In the data below, find the line containing "Or we could", then set down that line and every later line up to and including the line containing "This PR adds", exactly.

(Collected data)
+ + + + + + +
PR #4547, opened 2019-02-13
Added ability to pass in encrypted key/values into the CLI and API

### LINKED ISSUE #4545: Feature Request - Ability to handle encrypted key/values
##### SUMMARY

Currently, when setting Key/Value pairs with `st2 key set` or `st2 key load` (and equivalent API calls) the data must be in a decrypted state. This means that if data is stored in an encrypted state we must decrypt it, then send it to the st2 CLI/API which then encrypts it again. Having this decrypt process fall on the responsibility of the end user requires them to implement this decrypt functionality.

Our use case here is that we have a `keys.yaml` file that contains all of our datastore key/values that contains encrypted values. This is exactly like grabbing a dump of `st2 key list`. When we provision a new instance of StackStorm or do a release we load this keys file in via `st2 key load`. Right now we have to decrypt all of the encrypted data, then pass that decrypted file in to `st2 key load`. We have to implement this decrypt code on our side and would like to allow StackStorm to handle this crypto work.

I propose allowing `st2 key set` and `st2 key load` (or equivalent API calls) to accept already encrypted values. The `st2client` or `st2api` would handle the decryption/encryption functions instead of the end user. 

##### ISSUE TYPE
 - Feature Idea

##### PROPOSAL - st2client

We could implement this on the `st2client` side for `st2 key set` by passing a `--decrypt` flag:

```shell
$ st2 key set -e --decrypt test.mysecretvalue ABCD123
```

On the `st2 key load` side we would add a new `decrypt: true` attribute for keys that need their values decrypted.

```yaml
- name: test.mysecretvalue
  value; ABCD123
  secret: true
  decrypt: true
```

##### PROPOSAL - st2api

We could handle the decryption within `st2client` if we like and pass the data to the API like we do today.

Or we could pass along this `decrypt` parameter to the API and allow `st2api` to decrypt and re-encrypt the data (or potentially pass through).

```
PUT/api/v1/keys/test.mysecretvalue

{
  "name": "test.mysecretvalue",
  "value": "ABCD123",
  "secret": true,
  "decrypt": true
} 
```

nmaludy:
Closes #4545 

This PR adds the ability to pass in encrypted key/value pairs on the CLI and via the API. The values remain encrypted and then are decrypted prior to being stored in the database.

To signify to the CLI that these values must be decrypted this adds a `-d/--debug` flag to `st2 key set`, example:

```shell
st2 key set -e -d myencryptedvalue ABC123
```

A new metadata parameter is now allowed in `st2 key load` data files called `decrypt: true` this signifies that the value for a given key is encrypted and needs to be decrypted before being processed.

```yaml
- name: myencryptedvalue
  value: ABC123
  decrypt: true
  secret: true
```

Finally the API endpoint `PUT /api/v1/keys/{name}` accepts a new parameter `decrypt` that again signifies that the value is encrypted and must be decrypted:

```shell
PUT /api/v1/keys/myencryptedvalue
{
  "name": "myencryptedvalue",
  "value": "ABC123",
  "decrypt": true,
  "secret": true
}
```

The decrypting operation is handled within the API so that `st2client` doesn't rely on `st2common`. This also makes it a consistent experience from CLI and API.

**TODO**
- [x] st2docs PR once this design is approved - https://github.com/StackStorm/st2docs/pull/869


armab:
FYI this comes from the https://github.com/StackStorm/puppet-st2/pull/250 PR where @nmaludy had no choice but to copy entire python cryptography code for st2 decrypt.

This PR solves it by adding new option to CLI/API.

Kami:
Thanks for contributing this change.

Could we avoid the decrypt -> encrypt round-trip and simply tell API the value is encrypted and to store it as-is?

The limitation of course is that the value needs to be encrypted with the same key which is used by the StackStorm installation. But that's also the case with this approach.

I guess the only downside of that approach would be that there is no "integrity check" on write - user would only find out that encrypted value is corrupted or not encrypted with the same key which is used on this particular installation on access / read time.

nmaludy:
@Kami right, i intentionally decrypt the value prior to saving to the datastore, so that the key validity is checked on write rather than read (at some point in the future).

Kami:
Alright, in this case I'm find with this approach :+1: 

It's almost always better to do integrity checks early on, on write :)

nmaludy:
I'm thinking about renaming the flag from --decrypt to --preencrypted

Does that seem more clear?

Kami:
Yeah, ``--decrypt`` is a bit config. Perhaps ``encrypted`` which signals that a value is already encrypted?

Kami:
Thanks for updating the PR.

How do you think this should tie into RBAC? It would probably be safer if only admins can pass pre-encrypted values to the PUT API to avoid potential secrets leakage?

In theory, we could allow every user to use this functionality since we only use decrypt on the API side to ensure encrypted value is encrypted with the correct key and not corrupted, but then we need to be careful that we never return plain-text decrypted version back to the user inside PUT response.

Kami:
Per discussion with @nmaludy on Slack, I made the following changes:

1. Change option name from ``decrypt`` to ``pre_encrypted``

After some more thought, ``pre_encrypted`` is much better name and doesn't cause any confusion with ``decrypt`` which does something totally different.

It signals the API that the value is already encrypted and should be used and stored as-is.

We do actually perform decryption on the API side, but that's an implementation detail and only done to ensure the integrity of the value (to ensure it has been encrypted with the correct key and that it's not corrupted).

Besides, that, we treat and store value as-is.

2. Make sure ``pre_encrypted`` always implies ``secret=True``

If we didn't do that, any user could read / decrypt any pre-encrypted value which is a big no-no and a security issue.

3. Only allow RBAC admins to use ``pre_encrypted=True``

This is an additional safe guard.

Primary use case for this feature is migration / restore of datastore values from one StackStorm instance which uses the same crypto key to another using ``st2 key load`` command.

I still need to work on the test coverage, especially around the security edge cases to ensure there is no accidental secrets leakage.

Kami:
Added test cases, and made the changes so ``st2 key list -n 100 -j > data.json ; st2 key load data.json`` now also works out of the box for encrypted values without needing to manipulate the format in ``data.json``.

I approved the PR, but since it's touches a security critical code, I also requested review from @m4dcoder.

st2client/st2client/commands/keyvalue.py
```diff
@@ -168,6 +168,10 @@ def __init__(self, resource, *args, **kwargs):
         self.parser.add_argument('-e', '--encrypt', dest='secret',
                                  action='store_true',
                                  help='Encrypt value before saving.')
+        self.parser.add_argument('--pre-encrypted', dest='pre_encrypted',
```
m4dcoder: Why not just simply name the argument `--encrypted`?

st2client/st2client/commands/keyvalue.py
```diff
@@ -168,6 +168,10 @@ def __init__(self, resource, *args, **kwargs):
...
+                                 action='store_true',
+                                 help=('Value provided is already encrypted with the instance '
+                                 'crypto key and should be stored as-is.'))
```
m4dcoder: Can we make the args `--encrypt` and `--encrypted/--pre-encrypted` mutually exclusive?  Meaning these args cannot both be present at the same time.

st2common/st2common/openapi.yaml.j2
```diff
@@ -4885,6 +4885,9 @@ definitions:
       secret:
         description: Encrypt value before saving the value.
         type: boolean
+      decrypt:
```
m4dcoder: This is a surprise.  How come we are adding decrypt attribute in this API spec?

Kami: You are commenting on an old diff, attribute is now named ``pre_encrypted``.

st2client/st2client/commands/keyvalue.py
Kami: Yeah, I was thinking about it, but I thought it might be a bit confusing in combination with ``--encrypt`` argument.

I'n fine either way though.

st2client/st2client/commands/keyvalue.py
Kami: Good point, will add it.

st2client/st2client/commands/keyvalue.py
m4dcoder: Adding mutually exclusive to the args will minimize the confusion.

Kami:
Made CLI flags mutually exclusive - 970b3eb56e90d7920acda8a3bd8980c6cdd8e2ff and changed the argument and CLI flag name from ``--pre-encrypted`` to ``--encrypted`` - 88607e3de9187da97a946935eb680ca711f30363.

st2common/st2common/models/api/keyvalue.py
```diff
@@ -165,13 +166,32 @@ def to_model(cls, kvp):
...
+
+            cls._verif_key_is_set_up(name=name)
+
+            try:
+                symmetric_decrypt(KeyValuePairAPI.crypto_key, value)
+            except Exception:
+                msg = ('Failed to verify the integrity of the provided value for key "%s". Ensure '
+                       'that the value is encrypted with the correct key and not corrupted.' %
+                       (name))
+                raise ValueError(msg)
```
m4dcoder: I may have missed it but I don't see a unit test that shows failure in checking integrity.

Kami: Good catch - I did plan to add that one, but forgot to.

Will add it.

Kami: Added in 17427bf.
+ + + + + + +
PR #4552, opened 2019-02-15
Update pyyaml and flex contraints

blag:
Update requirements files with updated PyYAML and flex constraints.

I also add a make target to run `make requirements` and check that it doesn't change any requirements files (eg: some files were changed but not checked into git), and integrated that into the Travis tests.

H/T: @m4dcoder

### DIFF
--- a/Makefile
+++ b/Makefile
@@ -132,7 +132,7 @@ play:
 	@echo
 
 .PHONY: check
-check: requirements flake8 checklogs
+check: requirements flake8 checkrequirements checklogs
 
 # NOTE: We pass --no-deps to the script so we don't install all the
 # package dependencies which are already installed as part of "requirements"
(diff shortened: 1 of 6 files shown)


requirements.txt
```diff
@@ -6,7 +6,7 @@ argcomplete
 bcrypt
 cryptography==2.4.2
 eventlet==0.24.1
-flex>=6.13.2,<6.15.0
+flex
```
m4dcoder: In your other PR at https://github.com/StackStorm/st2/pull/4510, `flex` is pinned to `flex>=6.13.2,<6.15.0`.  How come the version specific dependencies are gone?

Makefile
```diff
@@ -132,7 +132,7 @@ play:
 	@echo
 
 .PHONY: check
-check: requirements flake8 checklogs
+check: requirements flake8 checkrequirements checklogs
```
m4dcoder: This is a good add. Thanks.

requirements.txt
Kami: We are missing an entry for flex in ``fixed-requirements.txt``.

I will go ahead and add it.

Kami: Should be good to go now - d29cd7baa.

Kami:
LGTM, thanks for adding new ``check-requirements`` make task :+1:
+ + + + + + +
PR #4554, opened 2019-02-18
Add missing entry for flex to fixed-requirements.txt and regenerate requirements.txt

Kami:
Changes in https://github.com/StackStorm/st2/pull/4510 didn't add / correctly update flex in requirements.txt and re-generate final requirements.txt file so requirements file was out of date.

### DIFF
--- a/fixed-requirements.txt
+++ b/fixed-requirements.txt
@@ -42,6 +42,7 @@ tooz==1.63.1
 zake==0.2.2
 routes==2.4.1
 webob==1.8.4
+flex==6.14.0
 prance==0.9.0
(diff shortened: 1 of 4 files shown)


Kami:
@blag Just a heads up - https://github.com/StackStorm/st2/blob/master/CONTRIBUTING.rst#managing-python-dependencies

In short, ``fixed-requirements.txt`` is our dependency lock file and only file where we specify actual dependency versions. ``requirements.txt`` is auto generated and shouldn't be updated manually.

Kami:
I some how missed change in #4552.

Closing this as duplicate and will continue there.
+ + + + + + +
# YOUR RESPONSE
Or we could pass along this `decrypt` parameter to the API and allow `st2api` to decrypt and re-encrypt the data (or potentially pass through).

```
PUT/api/v1/keys/test.mysecretvalue

{
  "name": "test.mysecretvalue",
  "value": "ABCD123",
  "secret": true,
  "decrypt": true
} 
```

nmaludy:
Closes #4545 

This PR adds the ability to pass in encrypted key/value pairs on the CLI and via the API. The values remain encrypted and then are decrypted prior to being stored in the database.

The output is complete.